Collected data entries:
--- START ---

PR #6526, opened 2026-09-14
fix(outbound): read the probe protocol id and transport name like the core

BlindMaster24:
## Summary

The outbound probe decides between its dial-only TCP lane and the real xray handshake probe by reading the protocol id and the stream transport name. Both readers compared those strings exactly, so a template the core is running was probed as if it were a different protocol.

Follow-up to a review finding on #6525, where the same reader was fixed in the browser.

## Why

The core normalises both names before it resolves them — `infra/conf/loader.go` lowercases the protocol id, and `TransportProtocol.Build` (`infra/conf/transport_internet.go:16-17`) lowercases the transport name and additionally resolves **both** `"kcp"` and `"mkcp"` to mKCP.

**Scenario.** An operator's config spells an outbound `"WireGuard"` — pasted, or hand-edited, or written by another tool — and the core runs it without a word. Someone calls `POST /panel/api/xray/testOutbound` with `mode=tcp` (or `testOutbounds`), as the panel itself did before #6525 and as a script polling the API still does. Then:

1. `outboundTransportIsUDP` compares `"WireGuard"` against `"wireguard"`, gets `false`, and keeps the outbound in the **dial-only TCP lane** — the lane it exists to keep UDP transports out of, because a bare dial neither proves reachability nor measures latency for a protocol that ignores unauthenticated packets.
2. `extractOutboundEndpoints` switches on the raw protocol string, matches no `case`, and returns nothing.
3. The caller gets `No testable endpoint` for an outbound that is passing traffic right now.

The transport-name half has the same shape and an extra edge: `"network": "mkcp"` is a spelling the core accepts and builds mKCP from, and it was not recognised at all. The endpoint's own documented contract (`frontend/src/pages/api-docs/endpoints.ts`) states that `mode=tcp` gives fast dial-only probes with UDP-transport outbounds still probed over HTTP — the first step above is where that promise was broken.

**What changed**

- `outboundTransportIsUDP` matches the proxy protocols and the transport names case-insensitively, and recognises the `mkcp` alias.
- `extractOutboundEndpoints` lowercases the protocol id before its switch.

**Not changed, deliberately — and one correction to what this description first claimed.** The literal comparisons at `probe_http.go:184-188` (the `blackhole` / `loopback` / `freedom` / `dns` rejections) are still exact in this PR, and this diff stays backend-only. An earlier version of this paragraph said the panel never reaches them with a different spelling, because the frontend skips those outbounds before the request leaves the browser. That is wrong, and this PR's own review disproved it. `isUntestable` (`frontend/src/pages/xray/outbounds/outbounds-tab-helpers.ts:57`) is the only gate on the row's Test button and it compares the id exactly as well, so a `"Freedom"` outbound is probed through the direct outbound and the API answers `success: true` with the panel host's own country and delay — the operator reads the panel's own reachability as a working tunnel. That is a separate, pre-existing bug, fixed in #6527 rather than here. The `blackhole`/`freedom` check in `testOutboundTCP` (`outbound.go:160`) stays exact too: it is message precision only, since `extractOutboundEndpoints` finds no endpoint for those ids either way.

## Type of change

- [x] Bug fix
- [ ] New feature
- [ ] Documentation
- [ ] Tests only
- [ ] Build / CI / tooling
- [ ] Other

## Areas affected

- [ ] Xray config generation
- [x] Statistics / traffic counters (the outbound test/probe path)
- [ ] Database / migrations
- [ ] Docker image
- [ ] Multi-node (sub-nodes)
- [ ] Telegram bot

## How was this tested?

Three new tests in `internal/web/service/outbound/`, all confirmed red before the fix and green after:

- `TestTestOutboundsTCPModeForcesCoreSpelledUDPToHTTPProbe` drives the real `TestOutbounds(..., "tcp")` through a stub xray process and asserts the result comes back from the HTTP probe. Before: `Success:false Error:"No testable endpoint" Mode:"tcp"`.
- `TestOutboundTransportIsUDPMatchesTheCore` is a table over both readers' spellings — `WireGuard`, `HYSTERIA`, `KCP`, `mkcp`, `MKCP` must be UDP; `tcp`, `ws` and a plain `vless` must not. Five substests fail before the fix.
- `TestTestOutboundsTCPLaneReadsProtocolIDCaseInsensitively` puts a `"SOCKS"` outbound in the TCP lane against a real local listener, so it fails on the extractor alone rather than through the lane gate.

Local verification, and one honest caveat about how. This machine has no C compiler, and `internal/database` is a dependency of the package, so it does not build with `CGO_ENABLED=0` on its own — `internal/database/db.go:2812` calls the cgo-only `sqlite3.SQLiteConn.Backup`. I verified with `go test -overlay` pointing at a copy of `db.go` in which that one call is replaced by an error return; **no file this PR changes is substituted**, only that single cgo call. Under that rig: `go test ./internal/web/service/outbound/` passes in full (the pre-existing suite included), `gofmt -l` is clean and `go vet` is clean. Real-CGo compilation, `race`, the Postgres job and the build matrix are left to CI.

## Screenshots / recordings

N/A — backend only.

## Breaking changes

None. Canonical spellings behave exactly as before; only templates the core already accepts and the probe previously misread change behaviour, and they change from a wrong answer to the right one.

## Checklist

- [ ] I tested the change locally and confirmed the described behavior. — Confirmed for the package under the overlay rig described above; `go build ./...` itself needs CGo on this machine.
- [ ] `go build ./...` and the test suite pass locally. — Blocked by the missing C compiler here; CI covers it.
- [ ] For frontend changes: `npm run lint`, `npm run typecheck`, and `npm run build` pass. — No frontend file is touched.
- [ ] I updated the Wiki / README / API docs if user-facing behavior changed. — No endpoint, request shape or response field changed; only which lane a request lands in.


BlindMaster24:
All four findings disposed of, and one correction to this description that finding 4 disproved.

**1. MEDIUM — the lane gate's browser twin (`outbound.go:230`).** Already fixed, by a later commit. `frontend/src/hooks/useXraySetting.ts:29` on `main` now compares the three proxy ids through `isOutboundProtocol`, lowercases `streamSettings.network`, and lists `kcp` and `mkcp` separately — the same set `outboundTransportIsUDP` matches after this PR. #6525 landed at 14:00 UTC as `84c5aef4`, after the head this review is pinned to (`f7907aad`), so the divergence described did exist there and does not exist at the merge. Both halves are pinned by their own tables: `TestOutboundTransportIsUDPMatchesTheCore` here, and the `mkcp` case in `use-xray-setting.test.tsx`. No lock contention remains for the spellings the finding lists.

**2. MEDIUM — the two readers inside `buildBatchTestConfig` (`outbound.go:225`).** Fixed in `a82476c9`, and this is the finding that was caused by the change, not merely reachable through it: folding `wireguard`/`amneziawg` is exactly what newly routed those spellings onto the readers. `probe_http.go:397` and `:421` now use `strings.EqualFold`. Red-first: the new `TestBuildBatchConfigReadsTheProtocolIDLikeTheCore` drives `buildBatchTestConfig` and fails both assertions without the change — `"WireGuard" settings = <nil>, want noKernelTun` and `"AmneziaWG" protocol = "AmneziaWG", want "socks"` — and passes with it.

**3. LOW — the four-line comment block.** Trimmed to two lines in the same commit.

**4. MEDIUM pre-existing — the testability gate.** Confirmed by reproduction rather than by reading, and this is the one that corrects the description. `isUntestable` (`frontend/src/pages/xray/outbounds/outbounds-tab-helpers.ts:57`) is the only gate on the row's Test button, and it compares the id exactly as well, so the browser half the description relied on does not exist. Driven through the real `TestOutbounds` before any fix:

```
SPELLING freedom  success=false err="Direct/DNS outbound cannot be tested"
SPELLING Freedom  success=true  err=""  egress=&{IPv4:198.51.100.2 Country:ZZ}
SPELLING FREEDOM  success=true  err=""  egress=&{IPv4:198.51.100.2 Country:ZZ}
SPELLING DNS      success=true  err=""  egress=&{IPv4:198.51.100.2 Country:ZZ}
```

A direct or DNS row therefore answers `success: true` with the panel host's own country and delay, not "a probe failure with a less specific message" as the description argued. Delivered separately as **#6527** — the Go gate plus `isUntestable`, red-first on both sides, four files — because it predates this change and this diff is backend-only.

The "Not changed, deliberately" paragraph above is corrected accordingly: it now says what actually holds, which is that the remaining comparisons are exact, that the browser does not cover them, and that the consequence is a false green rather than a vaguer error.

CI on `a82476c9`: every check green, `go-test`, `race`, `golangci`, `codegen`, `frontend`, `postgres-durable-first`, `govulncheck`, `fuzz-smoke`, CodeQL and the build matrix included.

--- END ---
--- START ---

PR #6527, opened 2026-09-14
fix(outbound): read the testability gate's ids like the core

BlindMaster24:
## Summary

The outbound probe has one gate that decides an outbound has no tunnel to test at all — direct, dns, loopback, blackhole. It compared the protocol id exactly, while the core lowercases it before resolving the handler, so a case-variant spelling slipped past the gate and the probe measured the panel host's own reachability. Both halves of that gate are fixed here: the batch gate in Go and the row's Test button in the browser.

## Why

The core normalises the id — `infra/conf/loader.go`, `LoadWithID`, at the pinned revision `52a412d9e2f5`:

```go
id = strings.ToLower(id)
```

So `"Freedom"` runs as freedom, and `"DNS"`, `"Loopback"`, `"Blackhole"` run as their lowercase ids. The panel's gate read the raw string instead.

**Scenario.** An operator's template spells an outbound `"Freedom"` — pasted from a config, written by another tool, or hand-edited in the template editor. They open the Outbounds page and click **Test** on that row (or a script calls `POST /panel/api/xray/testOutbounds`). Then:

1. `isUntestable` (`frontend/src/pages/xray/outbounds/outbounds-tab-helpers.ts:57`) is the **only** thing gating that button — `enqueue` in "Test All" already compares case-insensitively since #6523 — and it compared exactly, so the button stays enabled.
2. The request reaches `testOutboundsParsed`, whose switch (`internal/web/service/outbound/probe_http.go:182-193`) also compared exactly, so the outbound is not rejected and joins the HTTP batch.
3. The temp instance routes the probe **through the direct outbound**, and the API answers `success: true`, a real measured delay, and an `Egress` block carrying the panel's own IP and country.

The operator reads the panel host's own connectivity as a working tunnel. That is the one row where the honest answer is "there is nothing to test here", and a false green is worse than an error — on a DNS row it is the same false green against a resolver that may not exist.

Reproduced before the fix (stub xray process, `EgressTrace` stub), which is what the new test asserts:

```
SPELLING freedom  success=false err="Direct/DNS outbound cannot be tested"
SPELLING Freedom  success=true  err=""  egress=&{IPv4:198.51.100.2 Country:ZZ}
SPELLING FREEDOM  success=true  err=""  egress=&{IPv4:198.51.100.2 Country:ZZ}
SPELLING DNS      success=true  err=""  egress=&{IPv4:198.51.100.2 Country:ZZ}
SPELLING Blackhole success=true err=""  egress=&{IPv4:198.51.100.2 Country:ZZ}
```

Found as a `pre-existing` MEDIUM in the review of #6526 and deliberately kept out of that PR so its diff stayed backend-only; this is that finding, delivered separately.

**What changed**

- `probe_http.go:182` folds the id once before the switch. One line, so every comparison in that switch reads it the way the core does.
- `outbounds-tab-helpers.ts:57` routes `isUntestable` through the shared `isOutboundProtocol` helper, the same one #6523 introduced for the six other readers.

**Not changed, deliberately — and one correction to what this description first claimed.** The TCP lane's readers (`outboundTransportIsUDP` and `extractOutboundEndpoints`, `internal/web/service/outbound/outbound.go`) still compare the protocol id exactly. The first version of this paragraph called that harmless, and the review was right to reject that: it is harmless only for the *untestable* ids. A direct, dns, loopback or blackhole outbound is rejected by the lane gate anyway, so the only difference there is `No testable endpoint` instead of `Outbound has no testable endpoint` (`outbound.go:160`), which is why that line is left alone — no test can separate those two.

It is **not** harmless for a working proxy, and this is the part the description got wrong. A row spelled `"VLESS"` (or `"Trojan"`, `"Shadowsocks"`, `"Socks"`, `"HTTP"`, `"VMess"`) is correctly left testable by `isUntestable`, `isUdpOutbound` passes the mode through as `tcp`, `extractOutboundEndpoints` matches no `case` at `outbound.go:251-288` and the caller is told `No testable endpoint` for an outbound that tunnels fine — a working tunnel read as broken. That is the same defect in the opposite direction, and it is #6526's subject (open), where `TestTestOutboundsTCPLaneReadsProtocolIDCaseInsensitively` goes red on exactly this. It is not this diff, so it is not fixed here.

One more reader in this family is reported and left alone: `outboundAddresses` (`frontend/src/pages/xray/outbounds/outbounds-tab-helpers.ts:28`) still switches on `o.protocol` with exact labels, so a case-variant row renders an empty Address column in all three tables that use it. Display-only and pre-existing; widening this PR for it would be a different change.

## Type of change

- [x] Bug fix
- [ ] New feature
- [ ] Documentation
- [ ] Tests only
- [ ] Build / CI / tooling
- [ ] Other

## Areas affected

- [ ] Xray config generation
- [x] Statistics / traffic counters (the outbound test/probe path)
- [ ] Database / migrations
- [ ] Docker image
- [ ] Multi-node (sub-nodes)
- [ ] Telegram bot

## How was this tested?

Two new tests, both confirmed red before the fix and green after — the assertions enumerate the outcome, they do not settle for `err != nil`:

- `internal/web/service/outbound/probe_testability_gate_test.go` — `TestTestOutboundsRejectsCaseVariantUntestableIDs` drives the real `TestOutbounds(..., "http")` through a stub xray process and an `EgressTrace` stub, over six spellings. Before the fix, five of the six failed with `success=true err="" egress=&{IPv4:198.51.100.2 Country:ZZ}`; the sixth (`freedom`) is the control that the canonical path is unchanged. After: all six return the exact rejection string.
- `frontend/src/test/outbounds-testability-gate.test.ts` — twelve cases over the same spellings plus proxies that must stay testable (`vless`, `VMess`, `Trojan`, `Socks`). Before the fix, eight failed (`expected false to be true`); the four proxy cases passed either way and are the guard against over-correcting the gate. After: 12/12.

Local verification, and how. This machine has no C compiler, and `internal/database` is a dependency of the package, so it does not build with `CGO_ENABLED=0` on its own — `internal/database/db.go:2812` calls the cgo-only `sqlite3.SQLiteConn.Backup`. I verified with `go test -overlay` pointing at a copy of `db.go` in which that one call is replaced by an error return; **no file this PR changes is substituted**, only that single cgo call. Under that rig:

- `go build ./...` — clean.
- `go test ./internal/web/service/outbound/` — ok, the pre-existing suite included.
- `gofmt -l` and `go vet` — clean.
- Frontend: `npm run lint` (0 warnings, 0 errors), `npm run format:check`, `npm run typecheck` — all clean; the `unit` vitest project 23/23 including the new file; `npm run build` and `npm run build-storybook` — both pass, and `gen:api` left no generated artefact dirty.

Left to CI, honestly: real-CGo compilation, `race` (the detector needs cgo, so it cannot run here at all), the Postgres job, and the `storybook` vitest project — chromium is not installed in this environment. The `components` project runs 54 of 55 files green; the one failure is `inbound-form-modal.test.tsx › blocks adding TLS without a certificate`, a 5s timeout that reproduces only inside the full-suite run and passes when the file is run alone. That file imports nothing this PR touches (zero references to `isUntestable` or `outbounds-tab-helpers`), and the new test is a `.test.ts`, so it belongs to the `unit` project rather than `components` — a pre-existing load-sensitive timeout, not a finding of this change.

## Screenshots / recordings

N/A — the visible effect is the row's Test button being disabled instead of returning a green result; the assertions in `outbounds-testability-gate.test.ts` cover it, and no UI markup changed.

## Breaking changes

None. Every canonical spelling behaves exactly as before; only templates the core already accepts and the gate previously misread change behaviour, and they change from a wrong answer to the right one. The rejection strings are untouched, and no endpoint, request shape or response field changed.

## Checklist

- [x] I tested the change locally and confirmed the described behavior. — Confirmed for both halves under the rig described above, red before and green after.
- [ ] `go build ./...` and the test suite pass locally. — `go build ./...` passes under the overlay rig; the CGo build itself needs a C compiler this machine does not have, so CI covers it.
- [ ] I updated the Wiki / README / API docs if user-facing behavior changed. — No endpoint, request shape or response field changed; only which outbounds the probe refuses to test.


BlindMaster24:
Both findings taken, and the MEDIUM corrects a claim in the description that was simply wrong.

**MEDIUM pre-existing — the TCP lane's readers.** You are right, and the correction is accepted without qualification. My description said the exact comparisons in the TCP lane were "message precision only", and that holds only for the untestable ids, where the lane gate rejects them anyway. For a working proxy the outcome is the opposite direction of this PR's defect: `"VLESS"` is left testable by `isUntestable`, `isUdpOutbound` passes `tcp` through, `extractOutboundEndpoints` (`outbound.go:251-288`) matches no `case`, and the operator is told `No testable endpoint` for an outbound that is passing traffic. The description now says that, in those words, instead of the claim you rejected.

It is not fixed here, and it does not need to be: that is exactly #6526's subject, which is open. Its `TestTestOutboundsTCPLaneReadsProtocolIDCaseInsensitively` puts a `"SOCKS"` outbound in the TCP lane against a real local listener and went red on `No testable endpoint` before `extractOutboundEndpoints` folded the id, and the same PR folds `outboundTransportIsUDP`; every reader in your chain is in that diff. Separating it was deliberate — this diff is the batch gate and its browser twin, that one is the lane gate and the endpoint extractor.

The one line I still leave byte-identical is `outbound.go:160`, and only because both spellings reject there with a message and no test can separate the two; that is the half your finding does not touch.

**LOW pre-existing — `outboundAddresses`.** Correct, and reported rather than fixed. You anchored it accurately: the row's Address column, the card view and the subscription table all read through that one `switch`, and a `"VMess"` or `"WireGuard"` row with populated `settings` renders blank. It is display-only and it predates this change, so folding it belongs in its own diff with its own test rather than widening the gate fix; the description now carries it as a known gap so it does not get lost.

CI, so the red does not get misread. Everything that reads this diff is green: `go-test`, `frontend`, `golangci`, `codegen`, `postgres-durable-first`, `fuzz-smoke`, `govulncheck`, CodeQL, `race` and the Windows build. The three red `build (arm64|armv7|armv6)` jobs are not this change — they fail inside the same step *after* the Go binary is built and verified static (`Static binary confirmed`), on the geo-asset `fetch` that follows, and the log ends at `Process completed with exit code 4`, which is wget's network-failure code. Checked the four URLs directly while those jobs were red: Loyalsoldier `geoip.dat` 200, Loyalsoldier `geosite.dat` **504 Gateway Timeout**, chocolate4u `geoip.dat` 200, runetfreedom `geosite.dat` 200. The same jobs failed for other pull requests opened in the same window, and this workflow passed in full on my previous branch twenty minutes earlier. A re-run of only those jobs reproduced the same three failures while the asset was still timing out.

--- END ---
--- START ---

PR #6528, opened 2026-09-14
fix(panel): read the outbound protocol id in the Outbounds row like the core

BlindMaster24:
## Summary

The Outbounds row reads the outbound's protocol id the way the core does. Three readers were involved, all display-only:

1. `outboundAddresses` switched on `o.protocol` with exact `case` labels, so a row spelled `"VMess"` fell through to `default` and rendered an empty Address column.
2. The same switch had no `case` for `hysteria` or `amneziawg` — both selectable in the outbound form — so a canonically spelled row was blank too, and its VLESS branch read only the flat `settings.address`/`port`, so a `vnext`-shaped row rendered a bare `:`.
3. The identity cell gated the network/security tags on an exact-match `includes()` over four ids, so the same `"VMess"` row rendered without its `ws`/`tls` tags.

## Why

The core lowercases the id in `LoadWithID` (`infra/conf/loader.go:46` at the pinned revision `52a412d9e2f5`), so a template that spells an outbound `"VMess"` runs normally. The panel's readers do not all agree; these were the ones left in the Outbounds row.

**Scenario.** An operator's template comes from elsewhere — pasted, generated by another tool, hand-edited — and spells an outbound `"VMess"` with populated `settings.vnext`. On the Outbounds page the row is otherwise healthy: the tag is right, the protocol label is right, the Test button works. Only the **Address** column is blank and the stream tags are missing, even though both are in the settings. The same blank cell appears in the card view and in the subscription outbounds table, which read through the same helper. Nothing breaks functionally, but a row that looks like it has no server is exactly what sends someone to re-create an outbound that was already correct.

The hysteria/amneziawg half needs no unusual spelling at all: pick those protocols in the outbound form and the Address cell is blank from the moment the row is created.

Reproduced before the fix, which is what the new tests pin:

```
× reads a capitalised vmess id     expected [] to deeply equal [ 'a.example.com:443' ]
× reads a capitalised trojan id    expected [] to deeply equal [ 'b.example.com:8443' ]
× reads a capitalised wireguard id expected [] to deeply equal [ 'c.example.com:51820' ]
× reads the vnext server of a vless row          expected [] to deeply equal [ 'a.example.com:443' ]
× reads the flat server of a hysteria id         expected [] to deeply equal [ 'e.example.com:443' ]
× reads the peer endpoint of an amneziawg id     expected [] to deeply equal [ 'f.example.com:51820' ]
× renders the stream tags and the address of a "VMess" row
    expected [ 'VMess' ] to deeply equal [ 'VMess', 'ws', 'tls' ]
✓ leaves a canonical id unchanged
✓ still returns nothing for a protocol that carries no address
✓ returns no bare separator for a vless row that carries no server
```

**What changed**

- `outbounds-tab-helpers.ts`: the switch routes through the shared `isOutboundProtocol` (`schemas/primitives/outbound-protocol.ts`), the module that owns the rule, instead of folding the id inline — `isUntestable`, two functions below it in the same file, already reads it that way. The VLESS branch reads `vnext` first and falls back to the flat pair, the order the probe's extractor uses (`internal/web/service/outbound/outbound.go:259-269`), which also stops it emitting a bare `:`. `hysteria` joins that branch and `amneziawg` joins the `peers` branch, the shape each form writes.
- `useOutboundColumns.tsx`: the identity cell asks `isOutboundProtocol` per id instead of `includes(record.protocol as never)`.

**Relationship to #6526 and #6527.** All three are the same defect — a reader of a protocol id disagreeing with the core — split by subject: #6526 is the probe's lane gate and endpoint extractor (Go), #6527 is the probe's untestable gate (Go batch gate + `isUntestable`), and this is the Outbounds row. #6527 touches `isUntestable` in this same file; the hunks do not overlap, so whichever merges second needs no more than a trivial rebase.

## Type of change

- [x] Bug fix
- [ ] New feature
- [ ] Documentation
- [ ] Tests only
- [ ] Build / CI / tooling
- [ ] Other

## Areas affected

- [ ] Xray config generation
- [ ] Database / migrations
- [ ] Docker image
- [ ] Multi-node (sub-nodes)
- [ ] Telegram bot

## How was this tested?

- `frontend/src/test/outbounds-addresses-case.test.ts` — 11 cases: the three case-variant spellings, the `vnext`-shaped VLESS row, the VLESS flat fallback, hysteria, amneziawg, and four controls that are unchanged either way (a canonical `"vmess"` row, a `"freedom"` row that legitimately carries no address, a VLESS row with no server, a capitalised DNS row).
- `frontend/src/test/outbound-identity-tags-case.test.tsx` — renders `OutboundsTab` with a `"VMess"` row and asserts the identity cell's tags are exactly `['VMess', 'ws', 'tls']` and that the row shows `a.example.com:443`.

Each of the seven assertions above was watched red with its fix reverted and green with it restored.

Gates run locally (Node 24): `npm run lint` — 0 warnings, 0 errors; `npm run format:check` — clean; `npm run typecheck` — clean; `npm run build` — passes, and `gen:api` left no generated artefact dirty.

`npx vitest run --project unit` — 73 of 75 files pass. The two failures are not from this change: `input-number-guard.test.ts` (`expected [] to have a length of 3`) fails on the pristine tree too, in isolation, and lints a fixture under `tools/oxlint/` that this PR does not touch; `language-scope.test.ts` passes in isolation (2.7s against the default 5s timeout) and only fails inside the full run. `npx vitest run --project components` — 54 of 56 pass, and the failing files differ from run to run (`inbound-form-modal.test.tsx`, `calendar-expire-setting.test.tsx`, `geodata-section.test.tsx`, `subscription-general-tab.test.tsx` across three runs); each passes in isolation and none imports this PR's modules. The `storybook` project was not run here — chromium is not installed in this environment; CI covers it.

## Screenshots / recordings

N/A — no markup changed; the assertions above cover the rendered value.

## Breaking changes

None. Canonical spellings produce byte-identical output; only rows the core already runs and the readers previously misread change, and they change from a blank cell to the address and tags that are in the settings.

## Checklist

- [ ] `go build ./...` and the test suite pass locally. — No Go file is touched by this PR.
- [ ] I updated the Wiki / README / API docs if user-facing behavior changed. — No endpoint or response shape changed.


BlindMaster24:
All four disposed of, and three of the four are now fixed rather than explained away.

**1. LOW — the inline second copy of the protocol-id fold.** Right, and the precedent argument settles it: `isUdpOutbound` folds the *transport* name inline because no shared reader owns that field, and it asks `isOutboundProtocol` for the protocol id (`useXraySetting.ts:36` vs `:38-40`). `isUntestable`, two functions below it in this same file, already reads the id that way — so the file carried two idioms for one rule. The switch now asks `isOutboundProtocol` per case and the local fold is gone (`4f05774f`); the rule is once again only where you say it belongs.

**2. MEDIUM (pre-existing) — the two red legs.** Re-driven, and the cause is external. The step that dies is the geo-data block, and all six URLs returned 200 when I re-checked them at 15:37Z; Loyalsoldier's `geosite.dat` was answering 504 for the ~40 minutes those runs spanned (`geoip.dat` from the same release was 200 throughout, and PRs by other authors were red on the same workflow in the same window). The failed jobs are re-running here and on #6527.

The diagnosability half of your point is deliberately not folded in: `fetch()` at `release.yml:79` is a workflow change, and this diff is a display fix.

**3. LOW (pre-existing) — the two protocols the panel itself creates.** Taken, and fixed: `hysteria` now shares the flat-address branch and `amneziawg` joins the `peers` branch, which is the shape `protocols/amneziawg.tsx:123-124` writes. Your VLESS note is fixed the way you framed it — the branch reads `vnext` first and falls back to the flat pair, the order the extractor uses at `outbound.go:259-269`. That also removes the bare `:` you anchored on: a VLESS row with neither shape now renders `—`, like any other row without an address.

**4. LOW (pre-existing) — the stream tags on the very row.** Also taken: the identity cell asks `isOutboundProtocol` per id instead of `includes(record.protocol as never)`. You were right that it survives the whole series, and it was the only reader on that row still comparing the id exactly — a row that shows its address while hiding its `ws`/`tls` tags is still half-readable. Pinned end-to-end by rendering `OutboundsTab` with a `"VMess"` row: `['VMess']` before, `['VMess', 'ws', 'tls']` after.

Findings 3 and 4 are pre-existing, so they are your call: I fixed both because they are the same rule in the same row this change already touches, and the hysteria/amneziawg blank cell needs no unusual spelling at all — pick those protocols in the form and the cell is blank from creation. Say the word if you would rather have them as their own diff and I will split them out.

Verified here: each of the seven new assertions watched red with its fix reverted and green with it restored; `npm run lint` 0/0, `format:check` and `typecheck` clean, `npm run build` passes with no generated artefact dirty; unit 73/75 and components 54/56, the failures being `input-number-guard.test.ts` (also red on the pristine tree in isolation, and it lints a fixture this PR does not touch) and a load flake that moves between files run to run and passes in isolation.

--- END ---

WHAT YOU ARE ASKED TO DO:
Begin at the line above that has "PR #6526, opened 2026-09-14" and stop after the line that has "3. The caller", copying each line exactly and adding nothing else.

EXERCISE SOLUTION:
PR #6526, opened 2026-09-14
fix(outbound): read the probe protocol id and transport name like the core

BlindMaster24:
## Summary

The outbound probe decides between its dial-only TCP lane and the real xray handshake probe by reading the protocol id and the stream transport name. Both readers compared those strings exactly, so a template the core is running was probed as if it were a different protocol.

Follow-up to a review finding on #6525, where the same reader was fixed in the browser.

## Why

The core normalises both names before it resolves them — `infra/conf/loader.go` lowercases the protocol id, and `TransportProtocol.Build` (`infra/conf/transport_internet.go:16-17`) lowercases the transport name and additionally resolves **both** `"kcp"` and `"mkcp"` to mKCP.

**Scenario.** An operator's config spells an outbound `"WireGuard"` — pasted, or hand-edited, or written by another tool — and the core runs it without a word. Someone calls `POST /panel/api/xray/testOutbound` with `mode=tcp` (or `testOutbounds`), as the panel itself did before #6525 and as a script polling the API still does. Then:

1. `outboundTransportIsUDP` compares `"WireGuard"` against `"wireguard"`, gets `false`, and keeps the outbound in the **dial-only TCP lane** — the lane it exists to keep UDP transports out of, because a bare dial neither proves reachability nor measures latency for a protocol that ignores unauthenticated packets.
2. `extractOutboundEndpoints` switches on the raw protocol string, matches no `case`, and returns nothing.
3. The caller gets `No testable endpoint` for an outbound that is passing traffic right now.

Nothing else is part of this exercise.